Segment Start: Working data

Issue #1191, opened 2024-11-12
Interview, slow loading on proceed when a lot of conditional pages are skipped.


MyPyDavid:
### Description / Beschreibung

A certain checkbox question has many different conditional pages depending on they whether are selected or not.
When none are selected and proceed is clicked, the loading of the next page is slow because the user gets redirected many times over the skipped pages (`303` at  `/api/v1/projects/projects/1/pages/20/` ).

Could this be addressed in the newly developed interview in React?
Can it already be optimized in the backend, so that the user gets sent only the last relevant redirect?

### Expected behaviour / Erwartetes Verhalten

Click next in interview and have a reasonable response time.

### Steps to reproduce / Schritte zum Reproduzieren

1. Go to a question with a lot checkboxes that are related to conditional pages
2. Uncheck all of them and click proceed
3. See a lot of `303` for the skipped pages

### Context / Kontext

2.2.2.

### References / Verweise

`ProjectPageViewSet` in 
* https://github.com/rdmorganiser/rdmo/blob/1eadee51947399601d85e476b261391826e0f95a/rdmo/projects/viewsets.py#L532

jochenklar:
Fix will be released with RDMO 2.3.0.

PR #1192, opened 2024-11-13
feat(projects): add check for finding next relevant page

MyPyDavid:
## Description

Related issue: #1191 

Adds the method `compute_next_relevant_page` in `progress.py`.
Refactors  `compute_show_page`  to be able to re-used in `ProjectPageViewSet`  for finding the next relevant page.

### DIFF
--- a/rdmo/projects/progress.py
+++ b/rdmo/projects/progress.py
@@ -49,6 +49,13 @@ def compute_sets(values):
 
 def compute_next_relevant_page(current_page, direction, catalog, resolved_conditions):
     # compute the next relevant page based on resolved conditions.
+
+    # Determine the next page based on the specified direction
+    next_page = (
+        catalog.get_prev_page(current_page) if direction == 'prev'
+        else catalog.get_next_page(current_page)
+    )
+
     # If no current_page, return None
     if not current_page:
         return None
@@ -56,12 +63,6 @@ def compute_next_relevant_page(current_page, direction, catalog, resolved_condit
     # Check if the current page meets the conditions
     if compute_show_page(current_page, resolved_conditions):
         return current_page
-
-    # Determine the next page based on the specified direction
-    next_page = (
-        catalog.get_prev_page(current_page) if direction == 'prev'
-        else catalog.get_next_page(current_page)
-    )
 
     # Recursive step: Check the next page
     return compute_next_relevant_page(next_page, direction, catalog, resolved_conditions)
--- a/rdmo/projects/progress.py
+++ b/rdmo/projects/progress.py
@@ -49,27 +49,23 @@ def compute_sets(values):
 
 def compute_next_relevant_page(current_page, direction, catalog, resolved_conditions):
     # compute the next relevant page based on resolved conditions.
-    max_iterations = len(catalog.pages)
-    iterations = 0
+    # If no current_page, return None
+    if not current_page:
+        return None
 
-    while iterations < max_iterations:
-        iterations += 1
+    # Check if the current page meets the conditions
+    if compute_show_page(current_page, resolved_conditions):
+        return current_page
 
-        # Determine the next page based on the specified direction
-        next_page = (catalog.get_prev_page(current_page) if direction == 'prev'
-                     else catalog.get_next_page(current_page))
+    # Determine the next page based on the specified direction
+    next_page = (
+        catalog.get_prev_page(current_page) if direction == 'prev'
+        else catalog.get_next_page(current_page)
+    )
 
-        # If no further pages are available, return None
-        if not next_page:
-            return None
+    # Recursive step: Check the next page
+    return compute_next_relevant_page(next_page, direction, catalog, resolved_conditions)
 
-        # Use compute_show_page with precomputed resolved_conditions to check if the next page meets conditions
-        if compute_show_page(next_page, resolved_conditions):
-            return next_page  # Found the next relevant page
-
-        # Move to the next page in sequence if conditions are not met
-        current_page = next_page
-    return None
 
 def compute_show_page(page, conditions):
     """Determine if a page should be shown based on resolved conditions."""
--- a/rdmo/projects/progress.py
+++ b/rdmo/projects/progress.py
@@ -47,6 +47,48 @@ def compute_sets(values):
     return sets
 
 
+def compute_next_relevant_page(current_page, direction, catalog, resolved_conditions):
+    # compute the next relevant page based on resolved conditions.
+    max_iterations = len(catalog.pages)
+    iterations = 0
+
+    while iterations < max_iterations:
+        iterations += 1
+
+        # Determine the next page based on the specified direction
+        next_page = (catalog.get_prev_page(current_page) if direction == 'prev'
+                     else catalog.get_next_page(current_page))
+
+        # If no further pages are available, return None
+        if not next_page:
+            return None
+
+        # Use compute_show_page with precomputed resolved_conditions to check if the next page meets conditions
+        if compute_show_page(next_page, resolved_conditions):
+            return next_page  # Found the next relevant page
+
+        # Move to the next page in sequence if conditions are not met
+        current_page = next_page
+    return None
+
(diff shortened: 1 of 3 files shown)


rdmo/projects/progress.py
```diff
@@ -47,6 +47,48 @@ def compute_sets(values):
     return sets
 
 
+def compute_next_relevant_page(current_page, direction, catalog, resolved_conditions):
+    # compute the next relevant page based on resolved conditions.
+    max_iterations = len(catalog.pages)
+    iterations = 0
+
+    while iterations < max_iterations:
```
jochenklar, line 55: This could be a for loop over catalog pages (which should be ordered) beginning with `current_page`. Maybe this would be more elegant, idk, you decide.

jochenklar: Or a recursive function :smiling_imp:

rdmo/projects/viewsets.py
```diff
@@ -521,29 +528,33 @@ def dispatch(self, *args, **kwargs):
 
     def retrieve(self, request, *args, **kwargs):
         page = self.get_object()
-        conditions = page.conditions.select_related('source', 'target_option')
-
+        catalog = self.project.catalog
         values = self.project.values.filter(snapshot=None).select_related('attribute', 'option')
 
-        if check_conditions(conditions, values):
+        sets = compute_sets(values)
```
jochenklar, line 534: I wonder how much more expensive this is. In the future we could move functions like `compute_sets` to the manager. Just having ideas...

jochenklar (changes requested):
Awesome, works nicely. Do we test this? Otherwise only style feedback.

MyPyDavid:
ok thanks! Yes think that a certain specific test case would be maybe appropriate here, I'll add one.

rdmo/projects/progress.py
MyPyDavid: ah yes, a recursive function also goes there, it makes the function very compact and simple actually

rdmo/projects/progress.py
```diff
@@ -74,19 +116,8 @@ def compute_navigation(section, project, snapshot=None):
...
-                # for non collection pages restrict further to set_index = 0
-                show = any(
-                    (set_prefix == '') and (page.is_collection or set_index == 0)
-                    for page_condition in pages_conditions
-                    for set_prefix, set_index in conditions[page_condition]
-                )
-            else:
-                show = True
+
+            show = compute_show_page(page, conditions)
```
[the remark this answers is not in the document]
MyPyDavid: yes, its also used in the viewset

MyPyDavid:
when tests pass, it's ready for review/merge

rdmo/projects/viewsets.py
```diff
@@ -521,29 +528,33 @@ def dispatch(self, *args, **kwargs):
...
-            # indicate end of catalog
+            # determine the direction of navigation (previous or next)
+            direction = 'prev' if request.GET.get('back') == 'true' else 'next'
+
+            # find the next relevant page with from pages and resolved conditions
+            next_page = compute_next_relevant_page(page, direction, catalog, resolved_conditions)
+
+            if next_page is not None:
+                url = reverse('v1-projects:project-page-detail', args=[self.project.id, next_page.id])
+                if direction == 'prev':
```
jochenklar, line 550: I think we don't need `back` here anymore, it was only used for the conditions check.

rdmo/projects/viewsets.py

Segment End: Working data

**Problem**
Write all of the records out exactly, including every line.

**Result of the exercise**
Issue #1191, opened 2024-11-12
Interview, slow loading on proceed when a lot of conditional pages are skipped.


MyPyDavid:
### Description / Beschreibung

A certain checkbox question has many different conditional pages depending on they whether are selected or not.
When none are selected and proceed is clicked, the loading of the next page is slow because the user gets redirected many times over the skipped pages (`303` at  `/api/v1/projects/projects/1/pages/20/` ).

Could this be addressed in the newly developed interview in React?
Can it already be optimized in the backend, so that the user gets sent only the last relevant redirect?

### Expected behaviour / Erwartetes Verhalten

Click next in interview and have a reasonable response time.

### Steps to reproduce / Schritte zum Reproduzieren

1. Go to a question with a lot checkboxes that are related to conditional pages
2. Uncheck all of them and click proceed
3. See a lot of `303` for the skipped pages

### Context / Kontext

2.2.2.

### References / Verweise

`ProjectPageViewSet` in 
* https://github.com/rdmorganiser/rdmo/blob/1eadee51947399601d85e476b261391826e0f95a/rdmo/projects/viewsets.py#L532

jochenklar:
Fix will be released with RDMO 2.3.0.

PR #1192, opened 2024-11-13
feat(projects): add check for finding next relevant page

MyPyDavid:
## Description

Related issue: #1191 

Adds the method `compute_next_relevant_page` in `progress.py`.
Refactors  `compute_show_page`  to be able to re-used in `ProjectPageViewSet`  for finding the next relevant page.

### DIFF
--- a/rdmo/projects/progress.py
+++ b/rdmo/projects/progress.py
@@ -49,6 +49,13 @@ def compute_sets(values):
 
 def compute_next_relevant_page(current_page, direction, catalog, resolved_conditions):
     # compute the next relevant page based on resolved conditions.
+
+    # Determine the next page based on the specified direction
+    next_page = (
+        catalog.get_prev_page(current_page) if direction == 'prev'
+        else catalog.get_next_page(current_page)
+    )
+
     # If no current_page, return None
     if not current_page:
         return None
@@ -56,12 +63,6 @@ def compute_next_relevant_page(current_page, direction, catalog, resolved_condit
     # Check if the current page meets the conditions
     if compute_show_page(current_page, resolved_conditions):
         return current_page
-
-    # Determine the next page based on the specified direction
-    next_page = (
-        catalog.get_prev_page(current_page) if direction == 'prev'
-        else catalog.get_next_page(current_page)
-    )
 
     # Recursive step: Check the next page
     return compute_next_relevant_page(next_page, direction, catalog, resolved_conditions)
--- a/rdmo/projects/progress.py
+++ b/rdmo/projects/progress.py
@@ -49,27 +49,23 @@ def compute_sets(values):
 
 def compute_next_relevant_page(current_page, direction, catalog, resolved_conditions):
     # compute the next relevant page based on resolved conditions.
-    max_iterations = len(catalog.pages)
-    iterations = 0
+    # If no current_page, return None
+    if not current_page:
+        return None
 
-    while iterations < max_iterations:
-        iterations += 1
+    # Check if the current page meets the conditions
+    if compute_show_page(current_page, resolved_conditions):
+        return current_page
 
-        # Determine the next page based on the specified direction
-        next_page = (catalog.get_prev_page(current_page) if direction == 'prev'
-                     else catalog.get_next_page(current_page))
+    # Determine the next page based on the specified direction
+    next_page = (
+        catalog.get_prev_page(current_page) if direction == 'prev'
+        else catalog.get_next_page(current_page)
+    )
 
-        # If no further pages are available, return None
-        if not next_page:
-            return None
+    # Recursive step: Check the next page
+    return compute_next_relevant_page(next_page, direction, catalog, resolved_conditions)
 
-        # Use compute_show_page with precomputed resolved_conditions to check if the next page meets conditions
-        if compute_show_page(next_page, resolved_conditions):
-            return next_page  # Found the next relevant page
-
-        # Move to the next page in sequence if conditions are not met
-        current_page = next_page
-    return None
 
 def compute_show_page(page, conditions):
     """Determine if a page should be shown based on resolved conditions."""
--- a/rdmo/projects/progress.py
+++ b/rdmo/projects/progress.py
@@ -47,6 +47,48 @@ def compute_sets(values):
     return sets
 
 
+def compute_next_relevant_page(current_page, direction, catalog, resolved_conditions):
+    # compute the next relevant page based on resolved conditions.
+    max_iterations = len(catalog.pages)
+    iterations = 0
+
+    while iterations < max_iterations:
+        iterations += 1
+
+        # Determine the next page based on the specified direction
+        next_page = (catalog.get_prev_page(current_page) if direction == 'prev'
+                     else catalog.get_next_page(current_page))
+
+        # If no further pages are available, return None
+        if not next_page:
+            return None
+
+        # Use compute_show_page with precomputed resolved_conditions to check if the next page meets conditions
+        if compute_show_page(next_page, resolved_conditions):
+            return next_page  # Found the next relevant page
+
+        # Move to the next page in sequence if conditions are not met
+        current_page = next_page
+    return None
+
(diff shortened: 1 of 3 files shown)


rdmo/projects/progress.py
```diff
@@ -47,6 +47,48 @@ def compute_sets(values):
     return sets
 
 
+def compute_next_relevant_page(current_page, direction, catalog, resolved_conditions):
+    # compute the next relevant page based on resolved conditions.
+    max_iterations = len(catalog.pages)
+    iterations = 0
+
+    while iterations < max_iterations:
```
jochenklar, line 55: This could be a for loop over catalog pages (which should be ordered) beginning with `current_page`. Maybe this would be more elegant, idk, you decide.

jochenklar: Or a recursive function :smiling_imp:

rdmo/projects/viewsets.py
```diff
@@ -521,29 +528,33 @@ def dispatch(self, *args, **kwargs):
 
     def retrieve(self, request, *args, **kwargs):
         page = self.get_object()
-        conditions = page.conditions.select_related('source', 'target_option')
-
+        catalog = self.project.catalog
         values = self.project.values.filter(snapshot=None).select_related('attribute', 'option')
 
-        if check_conditions(conditions, values):
+        sets = compute_sets(values)
```
jochenklar, line 534: I wonder how much more expensive this is. In the future we could move functions like `compute_sets` to the manager. Just having ideas...

jochenklar (changes requested):
Awesome, works nicely. Do we test this? Otherwise only style feedback.

MyPyDavid:
ok thanks! Yes think that a certain specific test case would be maybe appropriate here, I'll add one.

rdmo/projects/progress.py
MyPyDavid: ah yes, a recursive function also goes there, it makes the function very compact and simple actually

rdmo/projects/progress.py
```diff
@@ -74,19 +116,8 @@ def compute_navigation(section, project, snapshot=None):
...
-                # for non collection pages restrict further to set_index = 0
-                show = any(
-                    (set_prefix == '') and (page.is_collection or set_index == 0)
-                    for page_condition in pages_conditions
-                    for set_prefix, set_index in conditions[page_condition]
-                )
-            else:
-                show = True
+
+            show = compute_show_page(page, conditions)
```
[the remark this answers is not in the document]
MyPyDavid: yes, its also used in the viewset

MyPyDavid:
when tests pass, it's ready for review/merge

rdmo/projects/viewsets.py
```diff
@@ -521,29 +528,33 @@ def dispatch(self, *args, **kwargs):
...
-            # indicate end of catalog
+            # determine the direction of navigation (previous or next)
+            direction = 'prev' if request.GET.get('back') == 'true' else 'next'
+
+            # find the next relevant page with from pages and resolved conditions
+            next_page = compute_next_relevant_page(page, direction, catalog, resolved_conditions)
+
+            if next_page is not None:
+                url = reverse('v1-projects:project-page-detail', args=[self.project.id, next_page.id])
+                if direction == 'prev':
```
jochenklar, line 550: I think we don't need `back` here anymore, it was only used for the conditions check.

rdmo/projects/viewsets.py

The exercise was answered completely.